Biophysical regulation of macrophage function

巨噬细胞功能的生物物理调节

• 批准号: 10268232
• 负责人: Wendy Liu
• 金额: $ 57.87万
• 依托单位: UNIVERSITY OF CALIFORNIA-IRVINE
• 依托单位国家: 美国
• 财政年份: 2020
• 资助国家: 美国
• 起止时间: 2020-09-22 至 2025-08-31
• 项目状态: 未结题
• 来源: https://reporter.nih.gov/project-details/10268232
• 关键词: Actins; Adhesions; Biochemical; Biocompatible Materials; Biophysics; Calcium; Cardiovascular Diseases; Cell Proliferation; Cell Shape; Cells; Cues; Cytoskeletal Modeling; Cytoskeleton; Data; Disease; Engineering; Environment; Extracellular Matrix; Fibrosis; Functional disorder; Genetic; Genetic Transcription; Goals; Homeostasis; Hydrogels; Imaging Device; Immune response; Implant; Infection; Inflammation; Inflammatory; Inflammatory Response; Injury; Innate Immune System; Ion Channel; Knowledge; Lead; Leucocytic infiltrate; Macrophage Activation; Malignant Neoplasms; Measures; Mechanics; Mediating; Mediator of activation protein; Methods; Modeling; Molecular; Mus; Nuclear; Nuclear Protein; Organ Size; Permeability; Pharmacology; Phenotype; Piezo 1 ion channel; Population; Process; Proteins; Regulation; Reporting; Research; Resolution; Role; Signal Pathway; Signal Transduction; Signaling Protein; Solid; Stimulus; Testing; Tissues; Work; biophysical properties; capsule; chemokine; chronic inflammatory disease; cytokine; healing; imaging approach; immune function; immunomodulatory strategy; implant material; improved; in vivo; macrophage; monocyte; mouse model; new therapeutic target; novel; pathogen; polymerization; protein expression; response; single-cell RNA sequencing; spatiotemporal; subcutaneous; tissue repair; tool; wound healing

PROJECT SUMMARY Macrophages are central regulators of inflammation and tissue healing following injury or infection, and during disease.
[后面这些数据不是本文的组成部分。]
Issue #1819, opened 2023-04-05
`gchar*` vs. `char*`


sjaeckel:
Currently there's a mixed usage of GLib and stdlib API's when dealing with strings. In general this also applies to other types, but I'm not aware of any other cases where type casts from GLib to stdlib happen or would matter.

There are some functions using GLib API's but treating the returned value as `char*`.

This will cause problems if the memory allocator of GLib is different than standard `malloc()`, which apparently can be the case if running on Windows 

[glib/gmem.c:39-52](https://gitlab.gnome.org/GNOME/glib/-/blob/main/glib/gmem.c#L39-L52)
```
#if defined(HAVE_MEMALIGN) || defined(HAVE__ALIGNED_MALLOC)
/* Required for _aligned_malloc() and _aligned_free() on Windows */
#include <malloc.h>
#endif

#ifdef HAVE__ALIGNED_MALLOC
/* _aligned_malloc() takes parameters of aligned_malloc() in reverse order */
# define aligned_alloc(alignment, size) _aligned_malloc (size, alignment)

/* _aligned_malloc()'ed memory must be freed by _align_free() on MSVC */
# define aligned_free(x) _aligned_free (x)
#else
# define aligned_free(x) free (x)
#endif
```

This is a huge task, as it involves touching most of the profanity code base, so it will have to be done over a longer stretch of time.

Another option to tackle this, could also be to define a rule, that we'll never make profanity build on platforms which don't use `malloc()` in the GLib memory allocator ;)

H3rnand3zzz:
Can you, please, provide details on correct usage with examples? Theoretically, we can catch all the mistakes made even with regex and fix it.

And I think that we should add these details into documentation since "auto_char" is something unique, as far as my knowledge goes.

H3rnand3zzz:
`[^g]char\s?\*.+\sg_`
150+ occurrences

sjaeckel:
> Can you, please, provide details on correct usage with examples? Theoretically, we can catch all the mistakes made even with regex and fix it.

That's a regex I'd like to see :grinning: 

What we have to do is: if we use a GLib API which returns newly allocated memory, make sure that this memory is later on free'd via `g_free()`.

One example module which just came to my mind and violates this in some places is `src/config/preferences.c`, e.g. here:

https://github.com/profanity-im/profanity/blob/5f078f95f2b0d77f1f94fbe69aaa0b6ae605b398/src/config/preferences.c#L904-L911

[...]

PR #1858, opened 2023-06-15
Major cleanup

H3rnand3zzz:
The changes are intended to fix most of the cases of #1819 (incorrect usage of `gchar` instead of `char` and vice versa leading to incorrect memory `free`ing).

- [x] Fix memory leaks/remove markers in a new commit
- [x] Fix double free's introduced in changes
- [x] Second commit for `prefs_get_string` as `gchar`
- [x] Third commit `auto_gchar` instead of `g_free` when suitable.
- [x] Fourth commit for jids
- [x] Fifth commit for gcharv
- [x] Arch check
- [x] Self-review


sjaeckel:
I really like how this is evolving!

Just as a heads up: IMO this PR gets too huge and must be split up into multiple ones. But only when you're finished and I guess the best would be 1 PR per commit as they're already separating the topics. (Minus the fixup commit(s) which should be squashed into the appropriate topic ones). 👍
... But maybe I'm also telling you what you had already planned to do 😆

H3rnand3zzz:
Since it's going to be split up, I will keep it "drafted" and then close/something. Please, don't review this one.

jubalh:
I'm not quite certain what's the plan here.
But if this is going to be split then the most important part should be this:

A commit should do one thing. For example:
```
[Cleanup prefs_get_string](https://github.com/profanity-im/profanity/pull/1858/commits/b57d9a5ef022cb4c2d39cb550a27610ecbbeac7c)

Improve usage of `gchar` and `char` by setting them correctly
Increase usage of `auto_gchar` and `auto_char`
Fix 2 mem leaks (rosterwin.c, avatar.c)
Improve documentation
```

is doing a lot of unrelated things. And I don't quite see why they are in one commit. This makes it hard to review. To pick and choose changes.


Similar for:

```
[Big cleanup char to auto_char](https://github.com/profanity-im/profanity/pull/1858/commits/5207b275e180dcd194aea813540396f90c965b51)

Replace `gchar` and `g_free` to `auto_gchar`
Improve readability
Improve documentation for certain functions to increase transparency
Correct certain  `char` functions/variables to `gchar`
Fix most of the cases for 1819 issue
```

I think you need a commit
* to change char to auto_char
* fix memleaks (if unrelated to the other commit)
* change jid to auto_jid
* improve documentation
* change g_strfreev() to auto_gcharv

something like this. I'm not sure if i missed something because really its hard to read :)

And for me it would be okay if such commits would be in one cleanup PR. But sure if this touches too many lines/code then it can also help to split it to several PRs. What I mean is that the one atomic change per commit is the more important splitting.

jubalh:
For example in https://github.com/profanity-im/profanity/pull/1863 you now have only one commit. But you do 2 things there:
* Improve the documentation and change the variable name of a function
* Change from char to auto_char to automatically free it.

These things are not related and should be separate commits.

jubalh:
Your other PR got merged. First commit can be dropped I guess.
Then the rest cleaned up. You dont need a new PR for this. I will review here. It shouldnt be too many lines left after the chat->autochar change.

src/config/files.c
```diff
@@ -155,15 +155,6 @@ files_get_config_path(const char* const config_base)
...
 
-/**
- * Get the full path by appending the given location to the project base path.
- *
- * @param location The location (directory or file) to append to the project base path.
- * @return The full path obtained by appending the location to the project base path.
- *
- * @note The returned value must be freed using g_free when it is no longer needed
- *       to prevent memory leaks.
- */
```
jubalh, line 166: Comment about function should be in the .c file and not the header.
The dev is reading the .c file and shouldnt have to switch to the header just to read the comment.
Maybe some IDEs take it from the .h file but I'm not a fan of this.
True for all other cases in this commit as well.

And please break up this commit. The docu change should be a commit of its own. And not mixed with the char one.

jubalh (changes requested):
Again please dont mix in one commit several things that dont belong together.

Split out the change int he first (two?) commits.

And put the description of the functions above the functions in the .c file.
Also please be aware that we decided in https://github.com/profanity-im/profanity/issues/1859 that we don't want doxygen comments.

So far I accepted them in cases where I believed that our function name is really not descriptive enough and your comments were a good explanation.
I would still prefer them written in another way but its also fine by me to have them like this. But the goal will not be to have doxygen comments for each function.

H3rnand3zzz:
> Looks good! But there are still function description comments in one .h file :)

it was for macros, since they are used only in .h file

src/config/preferences.c
```diff
@@ -565,15 +579,21 @@ prefs_get_string_with_option(preference_t pref, gchar* option)
...
 
+/**
+ * @brief Sets or deletes a string value for the given preference in the preference file.
+ *
+ * @param pref      The preference to set the value for.
+ * @param new_value The new string value to set. Pass NULL to remove the key.
+ */
 void
-prefs_set_string(preference_t pref, char* value)
+prefs_set_string(preference_t pref, gchar* new_value)
```
jubalh, line 589: I think `value` was quite descriptive ;)

src/config/preferences.c
```diff
@@ -540,14 +545,23 @@ prefs_get_string(preference_t pref)
...
+ * @brief Retrieves a localized string preference value.
+ *
+ * @param pref   The preference to retrieve the value for.
+ * @param locale The option to consider.
+ * @return       Returns the value associated with pref translated in the given locale if available.
+ *
+ * @note Remember to free the returned string using `auto_gchar` or `g_free()`.
+ */
 gchar*
-prefs_get_string_with_option(preference_t pref, gchar* option)
```
jubalh, line 544: It looks like we even don't use this function anymore?

jubalh (approved):
Huge PR to review. I hope I didn't miss anything. LGTM.

jubalh:
> it was for macros, since they are used only in .h file

I see! My bad!

PR #1865, opened 2023-07-10
Fix OMEMO autodetection in autotools

pasis:
This commit fixes few issues related to OMEMO autodetection:

1. Absence of libsignal-protocol-c doesn't turn OMEMO off, just prints a notice message. It should (a) set BUILD_OMEMO=false and (b) terminate with an error on --enable-omemo=yes.
2. Check for gcrypt continues even if libsignal-protocol-c fails. In this case, LIBS variable can be updated with unneeded -lgcrypt.
3. Similarly to item 2., if libsignal-protocol-c is present, but gcrypt isn't, variable LIBS is updated with unneeded library.

* step 1 install libgcrypt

While much is known about how soluble, biochemical factors in the environment regulate macrophage function, less is known about how biophysical cues regulate their response, despite the fact that these cells exist within solid tissues that are rich in mechanical cues. Furthermore, many diseases in which macrophages are involved, such as cancer and fibrosis, are characterized by changes in tissue biophysical properties. Our previous work demonstrated that adhesion to soft extracellular matrix hydrogels inhibits macrophage inflammatory activation. In preliminary work, we found that matrix rigidity influences the localization of YAP, a transcriptional co-factor involved in cell proliferation, organ size control, and cancer, but with previously undescribed role in macrophage activation. Adhesion to stiff substrates leads to YAP nuclear localization, which appears to prime macrophages for a potent inflammatory response. In addition, cytoskeletal polymerization and the mechanically-activated and calcium-permeable ion channel Piezo1 appear to be involved in YAP nuclear localization and inflammatory activation. In this study, we propose to investigate the molecular mechanisms underlying YAP signaling and Piezo1 activity in the macrophage response within different stiffness environments. In Aim 1, we will examine the effect of stiffness on cytoskeletal remodeling and associated signaling pathways on YAP activity. In Aim 2, we will probe the role of Piezo1-mediated calcium activity in stiffness sensing, YAP signaling, and macrophage function. Finally, in Aim 3, we will investigate the role of YAP and Piezo1 on macrophage-mediated wound healing in vivo using a murine subcutaneous biomaterial implant model. An improved fundamental understanding of how macrophages sense their mechanical environment may lead to new immunomodulatory strategies that control macrophage function during disease.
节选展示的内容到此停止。